[Saved data entries]
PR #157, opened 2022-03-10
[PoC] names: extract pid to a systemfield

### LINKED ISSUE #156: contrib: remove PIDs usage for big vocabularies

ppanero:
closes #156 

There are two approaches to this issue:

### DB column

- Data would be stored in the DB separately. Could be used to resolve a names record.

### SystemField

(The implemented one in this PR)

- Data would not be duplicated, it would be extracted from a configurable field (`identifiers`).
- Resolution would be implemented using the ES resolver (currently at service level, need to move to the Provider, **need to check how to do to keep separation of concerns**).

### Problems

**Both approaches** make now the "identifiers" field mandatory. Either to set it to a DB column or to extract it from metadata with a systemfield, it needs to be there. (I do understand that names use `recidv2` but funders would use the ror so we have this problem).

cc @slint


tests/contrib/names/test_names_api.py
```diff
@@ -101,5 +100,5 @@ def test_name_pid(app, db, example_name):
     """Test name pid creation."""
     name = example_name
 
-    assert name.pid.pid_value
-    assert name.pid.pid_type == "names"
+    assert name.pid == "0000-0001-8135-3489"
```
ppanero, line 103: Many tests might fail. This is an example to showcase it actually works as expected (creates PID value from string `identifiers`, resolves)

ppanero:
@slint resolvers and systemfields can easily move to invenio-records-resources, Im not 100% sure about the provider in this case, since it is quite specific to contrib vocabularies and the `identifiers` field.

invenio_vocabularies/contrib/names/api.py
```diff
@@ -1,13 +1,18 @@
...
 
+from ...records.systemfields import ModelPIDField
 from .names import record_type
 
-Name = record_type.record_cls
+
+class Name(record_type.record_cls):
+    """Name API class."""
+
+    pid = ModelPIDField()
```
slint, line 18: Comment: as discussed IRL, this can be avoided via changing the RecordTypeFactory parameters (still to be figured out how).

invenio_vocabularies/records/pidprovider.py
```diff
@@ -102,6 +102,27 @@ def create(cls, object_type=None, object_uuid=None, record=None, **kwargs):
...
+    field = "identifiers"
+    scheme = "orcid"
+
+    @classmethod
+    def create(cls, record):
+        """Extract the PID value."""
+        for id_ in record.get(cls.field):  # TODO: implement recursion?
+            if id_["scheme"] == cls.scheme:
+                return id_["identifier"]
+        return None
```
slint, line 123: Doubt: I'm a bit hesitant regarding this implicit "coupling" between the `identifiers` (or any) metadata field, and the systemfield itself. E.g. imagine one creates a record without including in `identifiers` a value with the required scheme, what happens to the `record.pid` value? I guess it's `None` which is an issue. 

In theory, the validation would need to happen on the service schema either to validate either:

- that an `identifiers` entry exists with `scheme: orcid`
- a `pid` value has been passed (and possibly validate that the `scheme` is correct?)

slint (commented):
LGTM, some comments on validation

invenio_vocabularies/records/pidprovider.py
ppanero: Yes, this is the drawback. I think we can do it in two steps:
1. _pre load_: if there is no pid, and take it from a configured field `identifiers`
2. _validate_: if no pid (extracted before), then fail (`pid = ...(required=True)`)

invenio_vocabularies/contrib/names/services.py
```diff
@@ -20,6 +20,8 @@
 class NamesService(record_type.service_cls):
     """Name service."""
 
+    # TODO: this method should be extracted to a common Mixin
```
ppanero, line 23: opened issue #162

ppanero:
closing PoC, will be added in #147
--
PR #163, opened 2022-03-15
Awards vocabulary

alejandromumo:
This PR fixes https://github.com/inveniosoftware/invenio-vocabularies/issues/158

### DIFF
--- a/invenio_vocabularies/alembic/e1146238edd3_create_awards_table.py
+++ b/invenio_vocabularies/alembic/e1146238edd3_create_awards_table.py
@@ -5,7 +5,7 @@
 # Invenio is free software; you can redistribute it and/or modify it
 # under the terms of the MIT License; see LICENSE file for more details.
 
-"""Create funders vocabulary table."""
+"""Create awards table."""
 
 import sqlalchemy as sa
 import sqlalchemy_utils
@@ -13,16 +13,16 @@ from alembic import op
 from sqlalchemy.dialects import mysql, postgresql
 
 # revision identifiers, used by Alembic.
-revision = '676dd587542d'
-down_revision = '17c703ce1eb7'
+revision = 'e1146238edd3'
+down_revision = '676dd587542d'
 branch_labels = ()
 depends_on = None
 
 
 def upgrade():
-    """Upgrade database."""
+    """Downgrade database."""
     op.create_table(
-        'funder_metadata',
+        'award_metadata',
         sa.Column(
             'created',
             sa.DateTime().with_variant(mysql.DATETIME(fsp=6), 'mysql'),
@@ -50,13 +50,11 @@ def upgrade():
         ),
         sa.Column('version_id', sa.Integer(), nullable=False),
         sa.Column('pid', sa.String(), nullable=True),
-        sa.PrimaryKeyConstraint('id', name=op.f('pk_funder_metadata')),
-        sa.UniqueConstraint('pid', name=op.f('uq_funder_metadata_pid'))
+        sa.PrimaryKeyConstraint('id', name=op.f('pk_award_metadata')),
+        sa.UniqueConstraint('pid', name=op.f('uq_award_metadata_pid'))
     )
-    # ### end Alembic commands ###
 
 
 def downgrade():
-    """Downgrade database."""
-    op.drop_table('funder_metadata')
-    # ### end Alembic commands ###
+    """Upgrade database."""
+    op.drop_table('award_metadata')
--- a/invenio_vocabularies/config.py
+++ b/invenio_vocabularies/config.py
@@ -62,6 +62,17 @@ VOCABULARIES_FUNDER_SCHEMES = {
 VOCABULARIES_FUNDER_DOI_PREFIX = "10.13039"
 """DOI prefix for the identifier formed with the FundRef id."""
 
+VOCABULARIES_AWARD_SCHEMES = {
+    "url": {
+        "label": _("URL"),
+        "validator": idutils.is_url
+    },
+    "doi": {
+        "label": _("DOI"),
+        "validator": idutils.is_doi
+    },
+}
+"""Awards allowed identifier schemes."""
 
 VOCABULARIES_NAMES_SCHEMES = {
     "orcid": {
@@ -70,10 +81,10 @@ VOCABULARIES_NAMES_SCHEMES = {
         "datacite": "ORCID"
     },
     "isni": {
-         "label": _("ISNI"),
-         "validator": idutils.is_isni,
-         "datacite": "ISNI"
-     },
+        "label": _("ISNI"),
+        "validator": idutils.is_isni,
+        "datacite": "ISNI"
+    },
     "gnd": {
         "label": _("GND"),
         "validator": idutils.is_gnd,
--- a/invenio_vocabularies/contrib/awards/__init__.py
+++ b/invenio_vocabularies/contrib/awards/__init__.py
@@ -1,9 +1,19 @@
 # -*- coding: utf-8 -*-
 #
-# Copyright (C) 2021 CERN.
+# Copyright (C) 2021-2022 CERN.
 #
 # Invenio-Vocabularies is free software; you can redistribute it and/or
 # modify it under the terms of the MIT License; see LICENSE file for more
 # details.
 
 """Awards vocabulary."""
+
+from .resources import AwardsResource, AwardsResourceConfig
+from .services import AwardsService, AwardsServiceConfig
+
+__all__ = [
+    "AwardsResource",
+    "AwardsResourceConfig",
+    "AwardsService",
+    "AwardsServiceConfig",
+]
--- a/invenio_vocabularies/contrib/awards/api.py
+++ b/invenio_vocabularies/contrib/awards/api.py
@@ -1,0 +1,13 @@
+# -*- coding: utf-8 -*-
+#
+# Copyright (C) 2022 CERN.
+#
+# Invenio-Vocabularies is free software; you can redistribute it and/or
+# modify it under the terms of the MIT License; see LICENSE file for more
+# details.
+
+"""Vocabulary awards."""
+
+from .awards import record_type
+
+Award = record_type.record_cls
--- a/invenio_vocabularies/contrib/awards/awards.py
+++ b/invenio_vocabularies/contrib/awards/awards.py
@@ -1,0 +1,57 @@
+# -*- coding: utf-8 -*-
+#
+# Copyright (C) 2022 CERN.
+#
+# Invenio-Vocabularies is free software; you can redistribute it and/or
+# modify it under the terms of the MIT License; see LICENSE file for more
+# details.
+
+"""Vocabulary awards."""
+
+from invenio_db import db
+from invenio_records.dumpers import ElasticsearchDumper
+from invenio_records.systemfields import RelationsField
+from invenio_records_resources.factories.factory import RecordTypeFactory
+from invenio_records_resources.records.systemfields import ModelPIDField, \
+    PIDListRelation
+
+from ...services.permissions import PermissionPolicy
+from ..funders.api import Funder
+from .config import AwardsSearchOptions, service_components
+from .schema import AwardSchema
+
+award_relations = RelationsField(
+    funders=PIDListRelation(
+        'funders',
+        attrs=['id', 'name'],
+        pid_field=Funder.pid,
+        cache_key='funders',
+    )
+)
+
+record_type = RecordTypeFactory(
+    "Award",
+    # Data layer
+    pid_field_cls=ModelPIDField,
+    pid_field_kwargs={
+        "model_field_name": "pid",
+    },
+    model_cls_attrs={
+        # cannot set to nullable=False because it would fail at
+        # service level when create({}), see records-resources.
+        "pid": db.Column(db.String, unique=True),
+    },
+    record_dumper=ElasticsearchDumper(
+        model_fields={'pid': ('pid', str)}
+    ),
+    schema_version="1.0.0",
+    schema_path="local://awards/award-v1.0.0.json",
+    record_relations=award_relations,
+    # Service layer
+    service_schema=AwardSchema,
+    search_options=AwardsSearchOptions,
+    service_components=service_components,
--
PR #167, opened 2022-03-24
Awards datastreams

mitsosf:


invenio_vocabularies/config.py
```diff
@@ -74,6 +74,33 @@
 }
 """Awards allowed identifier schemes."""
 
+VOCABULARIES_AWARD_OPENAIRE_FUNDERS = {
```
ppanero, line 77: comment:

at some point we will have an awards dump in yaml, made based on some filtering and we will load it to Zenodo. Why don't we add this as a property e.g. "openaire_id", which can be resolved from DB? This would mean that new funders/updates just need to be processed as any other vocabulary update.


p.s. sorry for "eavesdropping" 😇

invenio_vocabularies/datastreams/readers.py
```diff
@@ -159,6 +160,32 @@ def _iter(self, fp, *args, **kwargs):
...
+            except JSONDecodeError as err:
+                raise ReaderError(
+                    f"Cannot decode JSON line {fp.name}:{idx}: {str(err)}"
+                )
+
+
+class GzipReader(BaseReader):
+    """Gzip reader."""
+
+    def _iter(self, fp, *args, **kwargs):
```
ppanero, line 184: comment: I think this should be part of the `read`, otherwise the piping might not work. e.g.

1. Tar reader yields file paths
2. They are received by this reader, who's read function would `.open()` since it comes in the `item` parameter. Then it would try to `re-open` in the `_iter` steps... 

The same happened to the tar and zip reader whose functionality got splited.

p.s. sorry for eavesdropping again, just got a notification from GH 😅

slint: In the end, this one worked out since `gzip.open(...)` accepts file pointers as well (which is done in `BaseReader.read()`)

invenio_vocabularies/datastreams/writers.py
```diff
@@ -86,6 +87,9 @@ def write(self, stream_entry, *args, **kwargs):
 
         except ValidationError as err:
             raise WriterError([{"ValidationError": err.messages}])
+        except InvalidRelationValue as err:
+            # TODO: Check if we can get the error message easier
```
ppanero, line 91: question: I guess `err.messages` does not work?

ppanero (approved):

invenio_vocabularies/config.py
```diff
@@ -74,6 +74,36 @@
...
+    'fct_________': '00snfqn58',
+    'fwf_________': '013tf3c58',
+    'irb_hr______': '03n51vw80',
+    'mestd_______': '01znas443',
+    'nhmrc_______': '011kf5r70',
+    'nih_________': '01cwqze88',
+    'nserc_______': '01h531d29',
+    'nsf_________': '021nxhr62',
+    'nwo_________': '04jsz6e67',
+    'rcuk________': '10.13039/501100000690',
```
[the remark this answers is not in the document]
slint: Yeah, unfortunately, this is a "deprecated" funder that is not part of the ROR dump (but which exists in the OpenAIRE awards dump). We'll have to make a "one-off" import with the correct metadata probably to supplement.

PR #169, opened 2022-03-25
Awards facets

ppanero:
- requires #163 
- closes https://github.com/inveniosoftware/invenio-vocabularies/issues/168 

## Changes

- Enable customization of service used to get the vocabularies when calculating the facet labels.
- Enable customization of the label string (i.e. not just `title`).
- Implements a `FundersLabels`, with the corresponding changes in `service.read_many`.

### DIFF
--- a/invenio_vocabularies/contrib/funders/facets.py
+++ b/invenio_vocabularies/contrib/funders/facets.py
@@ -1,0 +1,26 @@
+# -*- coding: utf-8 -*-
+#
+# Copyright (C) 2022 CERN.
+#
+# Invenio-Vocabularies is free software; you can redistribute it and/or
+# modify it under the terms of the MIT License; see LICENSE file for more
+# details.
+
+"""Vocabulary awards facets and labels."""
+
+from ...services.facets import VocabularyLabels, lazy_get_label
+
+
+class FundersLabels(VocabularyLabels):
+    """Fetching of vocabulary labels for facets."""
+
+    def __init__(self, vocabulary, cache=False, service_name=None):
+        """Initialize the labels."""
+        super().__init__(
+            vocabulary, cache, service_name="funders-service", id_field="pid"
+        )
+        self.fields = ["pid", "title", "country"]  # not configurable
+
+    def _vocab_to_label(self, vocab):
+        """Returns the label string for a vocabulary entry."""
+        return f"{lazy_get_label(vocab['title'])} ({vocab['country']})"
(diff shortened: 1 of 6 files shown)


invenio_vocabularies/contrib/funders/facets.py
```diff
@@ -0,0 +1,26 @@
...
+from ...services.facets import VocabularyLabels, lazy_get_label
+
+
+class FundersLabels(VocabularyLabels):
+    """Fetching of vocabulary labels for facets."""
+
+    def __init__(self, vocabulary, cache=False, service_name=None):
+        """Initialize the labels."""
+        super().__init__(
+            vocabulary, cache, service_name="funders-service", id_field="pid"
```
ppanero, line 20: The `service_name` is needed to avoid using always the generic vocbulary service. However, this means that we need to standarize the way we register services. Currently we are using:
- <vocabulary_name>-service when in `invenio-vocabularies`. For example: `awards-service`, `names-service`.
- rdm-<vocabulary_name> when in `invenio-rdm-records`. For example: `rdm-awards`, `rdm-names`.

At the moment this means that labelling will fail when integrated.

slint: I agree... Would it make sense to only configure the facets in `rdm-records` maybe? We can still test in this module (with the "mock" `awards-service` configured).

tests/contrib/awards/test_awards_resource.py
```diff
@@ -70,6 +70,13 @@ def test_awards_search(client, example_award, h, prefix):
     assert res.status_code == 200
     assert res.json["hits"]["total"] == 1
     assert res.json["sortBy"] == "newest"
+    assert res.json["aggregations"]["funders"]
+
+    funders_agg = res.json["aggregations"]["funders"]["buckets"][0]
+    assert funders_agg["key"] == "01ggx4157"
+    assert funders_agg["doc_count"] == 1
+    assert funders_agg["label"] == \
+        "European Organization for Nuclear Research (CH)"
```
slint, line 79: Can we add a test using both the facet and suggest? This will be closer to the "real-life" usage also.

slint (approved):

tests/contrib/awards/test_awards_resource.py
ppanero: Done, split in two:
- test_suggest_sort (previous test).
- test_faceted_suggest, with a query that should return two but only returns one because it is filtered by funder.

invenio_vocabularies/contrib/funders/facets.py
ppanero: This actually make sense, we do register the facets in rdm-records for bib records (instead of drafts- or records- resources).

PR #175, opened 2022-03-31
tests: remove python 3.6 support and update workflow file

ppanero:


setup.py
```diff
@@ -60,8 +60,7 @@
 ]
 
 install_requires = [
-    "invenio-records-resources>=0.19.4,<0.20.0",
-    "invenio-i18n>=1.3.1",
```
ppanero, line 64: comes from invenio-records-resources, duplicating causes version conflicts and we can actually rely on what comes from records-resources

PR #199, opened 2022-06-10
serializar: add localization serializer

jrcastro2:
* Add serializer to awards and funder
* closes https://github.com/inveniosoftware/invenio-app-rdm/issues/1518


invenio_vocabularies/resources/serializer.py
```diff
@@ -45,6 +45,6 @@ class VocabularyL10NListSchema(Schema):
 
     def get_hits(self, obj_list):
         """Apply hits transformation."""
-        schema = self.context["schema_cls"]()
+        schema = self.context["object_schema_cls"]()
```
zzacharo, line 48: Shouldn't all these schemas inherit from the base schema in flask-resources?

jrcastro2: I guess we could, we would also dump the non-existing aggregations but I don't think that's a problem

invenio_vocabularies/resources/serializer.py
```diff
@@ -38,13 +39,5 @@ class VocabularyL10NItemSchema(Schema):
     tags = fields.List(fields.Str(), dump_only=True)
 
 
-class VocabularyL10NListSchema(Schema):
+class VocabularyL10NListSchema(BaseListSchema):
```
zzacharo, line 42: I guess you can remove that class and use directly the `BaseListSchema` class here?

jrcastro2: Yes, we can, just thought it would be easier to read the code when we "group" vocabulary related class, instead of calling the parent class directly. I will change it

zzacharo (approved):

Aim of the task: From the records above, repeat exactly the lines from the one with "PR #157, opened 2022-03-10" through the one with "### Problems", both included.

Output of the task:
PR #157, opened 2022-03-10
[PoC] names: extract pid to a systemfield

### LINKED ISSUE #156: contrib: remove PIDs usage for big vocabularies

ppanero:
closes #156 

There are two approaches to this issue:

### DB column

- Data would be stored in the DB separately. Could be used to resolve a names record.

### SystemField

(The implemented one in this PR)

- Data would not be duplicated, it would be extracted from a configurable field (`identifiers`).
- Resolution would be implemented using the ES resolver (currently at service level, need to move to the Provider, **need to check how to do to keep separation of concerns**).

### Problems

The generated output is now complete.